Available data: Begin

PR #3708, opened 2026-09-18
fix(release): disable JReleaser issue-closing to avoid crash

kthoms:
## Summary
The 2.2.0-RC1 dry-run crashed in "Release with JReleaser":
```
[ERROR] JReleaser failed after 0.094 s
java.lang.NumberFormatException: For input string: "32805123073"
```

JReleaser's `release.github.issues` feature (auto-comments/closes issues referenced in commit messages, e.g. `closes #123`) scans commit messages for bare `#<digits>` references. Commit e2645b1df7's message contains `run #32805123073` (a GitHub Actions run ID quoted for context, not an issue reference), which overflows JReleaser's int-based issue-number parser and aborts the whole release instead of skipping the unparseable match.

That commit is permanent history on `main`, so every future release from `main` would hit this identically.

## Fix
Set `release.github.issues.enabled: false`. This turns off the auto-comment/auto-close-on-issue feature; it does not affect the changelog generation or artifact publishing.

## Evidence
Dry-run: https://github.com/operaton/operaton/actions/runs/35334347382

Available data: End

[Requirement]:
Give an exact transcription of the data shown above.

[Result of the task]:
PR #3708, opened 2026-09-18
fix(release): disable JReleaser issue-closing to avoid crash

kthoms:
## Summary
The 2.2.0-RC1 dry-run crashed in "Release with JReleaser":
```
[ERROR] JReleaser failed after 0.094 s
java.lang.NumberFormatException: For input string: "32805123073"
```

JReleaser's `release.github.issues` feature (auto-comments/closes issues referenced in commit messages, e.g. `closes #123`) scans commit messages for bare `#<digits>` references. Commit e2645b1df7's message contains `run #32805123073` (a GitHub Actions run ID quoted for context, not an issue reference), which overflows JReleaser's int-based issue-number parser and aborts the whole release instead of skipping the unparseable match.

That commit is permanent history on `main`, so every future release from `main` would hit this identically.

## Fix
Set `release.github.issues.enabled: false`. This turns off the auto-comment/auto-close-on-issue feature; it does not affect the changelog generation or artifact publishing.

## Evidence
Dry-run: https://github.com/operaton/operaton/actions/runs/35334347382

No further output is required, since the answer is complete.